Stevens sees the situation through the optics of a coach trying to accentuate the strengths, as narrow as they may be at times, of his roster.
"We're thinking about that answer every minute of every day," Stevens said pregame. "I think that we've got to find ways for us to hopefully put guys in position to utilize their strengths as much as possible. It's a lot easier when you've got a dynamic offensive player that draws so much attention.
"Whether it's just scrapping some of the things we're doing or whether it's just doing things better, whether it's just maybe finding a little bit more consistency. I think there's a lot of things that can go into it."
While tearing up the drawing board is far from necessary, the Celtics need something more than personnel additions to be a consistent contender. A three-point shooting team that is at the bottom of the league at hitting open threes does not logically compute out to a contender. So bringing in another scorer seems like a natural answer.
Danny Ainge acknowledged earlier this week that he is on the hunt for another scorer. Thomas is all aboard the hype train for whomever that may be.
"We could use [another primary scorer]," he said. "Our team is fine right now, but we could always use another guy that could put the ball in the basket consistently. But I guess that's Danny's job to find one."

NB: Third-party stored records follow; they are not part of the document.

PR #214, opened 2019-10-07
Support the new client when capturing datagrams from the singleton client

wvanbergen:
- Set up datagram capturing based on whether the singleton is the legacy singleton, or an instance of the new client.
- Update `assert_statsd_*` methods to work with both clients.
- Run the assertions tests both against the new and the legacy clients.
- Compatibility fixes between `Metric` & `Datagram` and how they interface with `MetricExpectation`.

The big difference is that the old capture method will return a bunch of `StatsD::Instrument::Metric` instances, while the new client will give a bunch of `StatsD::Instrument::Datagram` instances. These objects are not 100% compatible. The behave closely enough to pass the tests that we have for them, but I'll see if I can find a can run the Shopify CI suite to see if we depend on implementation details.


rafaelfranca:
LGTM. Let me know when it is out of draft so I can approve.

wvanbergen:
This is ready for review now. We might need some more compatibility fixes but the latest changes have addressed a vast majority of them.

PR #220, opened 2019-10-09
Bump to version 2.7.0

wvanbergen:
Add changelog entries describing the changes and new deprecations.

### DIFF
--- a/CHANGELOG.md
+++ b/CHANGELOG.md
@@ -8,6 +8,76 @@ section below.
 
 _Nothing yet!_
 
+## Version 2.7.0
+
+This release allows you to switch the StatsD singleton to use the new, more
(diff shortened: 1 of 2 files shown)


CHANGELOG.md
```diff
@@ -8,6 +8,68 @@ section below.
 
 _Nothing yet!_
 
+## Version 2.6.1
```
dylanahsmith: Shouldn't this be 2.7.0 according to semantic versioning?  Since it adds to the API.

rafaelfranca: Yes.

wvanbergen: Updated. Also added the new rubocop rule.

PR #221, opened 2019-10-09
Add Rubocop rule that finds uses of StatsD singleton configuration methods

wvanbergen:
The following methods are deprecated because they configure the singleton, which we are moving away from:

- `StatsD.prefix`
- `StatsD.backend`
- `StatsD.default_sample_rate`
- `StatsD.default_tags`

This Rubocop rule finds uses of these methods and tells you how to fix.

### DIFF
--- a/lib/statsd/instrument/rubocop/singleton_configuration.rb
+++ b/lib/statsd/instrument/rubocop/singleton_configuration.rb
@@ -24,7 +24,7 @@ module RuboCop
       #   and assign it to `StatsD.singleton_client`. The client constructor accepts many of the
       #   same options.
       # - If you have to, you can call the old methods on `StatsD.legacy_singleton_client`. Note
-      #   that thios option will go away in the next major version.
+      #   that this option will go away in the next major version.
       class SingletonConfiguration < Cop
         include RuboCop::Cop::StatsD
 
--- a/lib/statsd/instrument/rubocop/singleton_configuration.rb
+++ b/lib/statsd/instrument/rubocop/singleton_configuration.rb
@@ -1,0 +1,53 @@
+# frozen-string-literal: true
+
+require_relative '../rubocop' unless defined?(RuboCop::Cop::StatsD)
+
+module RuboCop
+  module Cop
+    module StatsD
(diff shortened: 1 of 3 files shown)


lib/statsd/instrument/rubocop/singleton_configuration.rb
```diff
@@ -0,0 +1,53 @@
...
+
+          - The best option is to configure the library using environment variables, like
+            `STATSD_ADDR`, `STATSD_IMPLEMENTATION`, `STATSD_PREFIX`, and `STATSD_DEFAULT_TAGS`.
+            Metric methods called on the StatsD singleton (e.g. `StatsD.increment`) will by default
+            be delegated to a client that is configured using these environment variables.
+          - Alternatively, you can instantiate your own client using `StatsD::Instrument::Client.new`,
+            and assign it to `StatsD.singleton_client`. The client constructor accepts many of the
+            same options.
+          - If you have to, you can call the old methods on `StatsD.legacy_singleton_client`. Note
+            that thios option will go away in the next major version.
```
dylanahsmith:
```suggestion
            that this option will go away in the next major version.
```

lib/statsd/instrument/rubocop/singleton_configuration.rb
```diff
@@ -0,0 +1,53 @@
...
+      #
+      # - The best option is to configure the library using environment variables, like
+      #   `STATSD_ADDR`, `STATSD_IMPLEMENTATION`, `STATSD_PREFIX`, and `STATSD_DEFAULT_TAGS`.
+      #   Metric methods called on the StatsD singleton (e.g. `StatsD.increment`) will by default
+      #   be delegated to a client that is configured using these environment variables.
+      # - Alternatively, you can instantiate your own client using `StatsD::Instrument::Client.new`,
+      #   and assign it to `StatsD.singleton_client`. The client constructor accepts many of the
+      #   same options.
+      # - If you have to, you can call the old methods on `StatsD.legacy_singleton_client`. Note
+      #   that thios option will go away in the next major version.
```
dylanahsmith:
```suggestion
      #   that this option will go away in the next major version.
```

PR #228, opened 2019-10-17
Allow specifying an implementation when instantiating a Client

wvanbergen:
An `implementation` is easier to specify than a `datagram_builder_class`, and more closely aligned with how you would configure a client using environment variables.

We will pick the right datagram_builder_class based on the implementation, but you can still specify a datagram_builder_class yourself if you prefer.

### DIFF
--- a/lib/statsd/instrument/client.rb
+++ b/lib/statsd/instrument/client.rb
@@ -22,7 +22,8 @@ class StatsD::Instrument::Client
     prefix: nil,
     default_sample_rate: 1,
     default_tags: nil,
-    datagram_builder_class: StatsD::Instrument::StatsDDatagramBuilder
+    implementation: 'datadog',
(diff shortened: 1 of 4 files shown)


lib/statsd/instrument/client.rb
```diff
@@ -22,10 +22,11 @@ def initialize(
     prefix: nil,
     default_sample_rate: 1,
     default_tags: nil,
-    datagram_builder_class: StatsD::Instrument::StatsDDatagramBuilder
+    implementation: 'datadog',
+    datagram_builder_class: nil
```
dylanahsmith: You could handle the default here instead of in the method implementation

```suggestion
    datagram_builder_class: datagram_builder_class_from_implementation(implementation)
```

wvanbergen: :+1:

Until then, Thomas wants the players to figure it out.
"You can't panic, but as players we gotta look in the mirror and look at ourselves first and then go from there. We gotta figure it out ourselves and figure out what got us the win this season. When we win, we play at a high level. When we lose, it's like a totally opposite team and we gotta stop that."
WHEN THE BASKETBALL GODS CHANGED THE CHANNEL
Calling the first half a disaster would be insufficient. The first three minutes of the game resembled a YMCA game on seniors night, with a flurry of lost balls and terrible misses.
"I thought the first three minutes were sick," Stevens said. "It was terrible basketball both ways."
Both teams cleaned up their act in the second half, with the Hawks scoring 67 points. That was a season-high in a half for a Celtics opponent.
The Celtics recorded 21 turnovers, a season-high. It was their first game with more than 20 turnovers this season and the most turnovers in a game since they coughed it up 22 times against the Sixers on December 15, 2014.
"Our collective spirit waned," Stevens said. "We have some work to do."
Do the Celtics need to get their heads out of their butts?